WHAT TO PRODUCE. Go through the listing below and show each line that has the word "system".

DATA EXCERPT.
──────────────────────────────

PR #1062, opened 2026-09-17
Design system phase 6: make the contract enforceable, then enforce it

### LINKED ISSUE #652: Design system: one token contract, two component layers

──────────────────────────────

TASK RESULT.
Design system phase 6: make the contract enforceable, then enforce it
### LINKED ISSUE #652: Design system: one token contract, two component layers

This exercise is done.